** Data to examine follows **

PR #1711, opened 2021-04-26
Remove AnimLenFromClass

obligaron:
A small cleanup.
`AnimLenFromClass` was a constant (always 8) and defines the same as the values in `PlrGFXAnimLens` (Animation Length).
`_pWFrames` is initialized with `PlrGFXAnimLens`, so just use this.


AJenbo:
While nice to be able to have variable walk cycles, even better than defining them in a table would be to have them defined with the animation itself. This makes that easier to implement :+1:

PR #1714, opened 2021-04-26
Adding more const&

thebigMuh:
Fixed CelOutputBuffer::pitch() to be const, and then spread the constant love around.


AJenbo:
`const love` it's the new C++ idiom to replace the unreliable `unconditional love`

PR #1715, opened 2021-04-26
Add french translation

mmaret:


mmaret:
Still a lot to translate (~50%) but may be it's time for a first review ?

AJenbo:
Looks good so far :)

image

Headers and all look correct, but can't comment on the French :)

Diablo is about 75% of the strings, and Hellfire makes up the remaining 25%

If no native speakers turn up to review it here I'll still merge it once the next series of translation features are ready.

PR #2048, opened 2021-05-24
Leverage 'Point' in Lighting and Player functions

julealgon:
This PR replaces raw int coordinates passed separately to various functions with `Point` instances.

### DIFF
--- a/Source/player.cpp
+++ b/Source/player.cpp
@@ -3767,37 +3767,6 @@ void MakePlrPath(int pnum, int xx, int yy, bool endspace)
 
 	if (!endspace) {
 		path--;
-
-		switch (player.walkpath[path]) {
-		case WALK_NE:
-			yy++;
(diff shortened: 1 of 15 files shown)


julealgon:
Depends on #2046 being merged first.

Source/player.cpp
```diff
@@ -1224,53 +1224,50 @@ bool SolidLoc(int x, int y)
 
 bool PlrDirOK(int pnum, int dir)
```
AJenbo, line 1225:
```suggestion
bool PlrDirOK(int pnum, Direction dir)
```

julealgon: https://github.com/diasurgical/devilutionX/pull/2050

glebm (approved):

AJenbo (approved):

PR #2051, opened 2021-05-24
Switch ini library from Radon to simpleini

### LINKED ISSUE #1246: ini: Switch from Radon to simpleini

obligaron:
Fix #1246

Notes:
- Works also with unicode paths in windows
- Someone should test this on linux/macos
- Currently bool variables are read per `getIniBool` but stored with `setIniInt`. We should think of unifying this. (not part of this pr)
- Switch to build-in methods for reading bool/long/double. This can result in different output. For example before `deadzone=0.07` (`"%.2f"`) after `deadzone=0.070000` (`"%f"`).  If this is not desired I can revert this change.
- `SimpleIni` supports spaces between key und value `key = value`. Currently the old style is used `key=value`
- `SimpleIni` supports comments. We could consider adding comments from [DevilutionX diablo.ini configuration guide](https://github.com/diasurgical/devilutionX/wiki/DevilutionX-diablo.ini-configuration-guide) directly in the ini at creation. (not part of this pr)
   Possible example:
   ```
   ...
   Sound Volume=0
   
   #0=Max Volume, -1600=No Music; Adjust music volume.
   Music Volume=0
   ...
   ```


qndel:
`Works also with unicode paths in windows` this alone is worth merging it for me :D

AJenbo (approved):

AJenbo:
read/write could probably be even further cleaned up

** End of Data to examine **

Work order: Scan the records above for the string "diasurgical", then report every line that contains it.

Written response:
julealgon: https://github.com/diasurgical/devilutionX/pull/2050
- `SimpleIni` supports comments. We could consider adding comments from [DevilutionX diablo.ini configuration guide](https://github.com/diasurgical/devilutionX/wiki/DevilutionX-diablo.ini-configuration-guide) directly in the ini at creation. (not part of this pr)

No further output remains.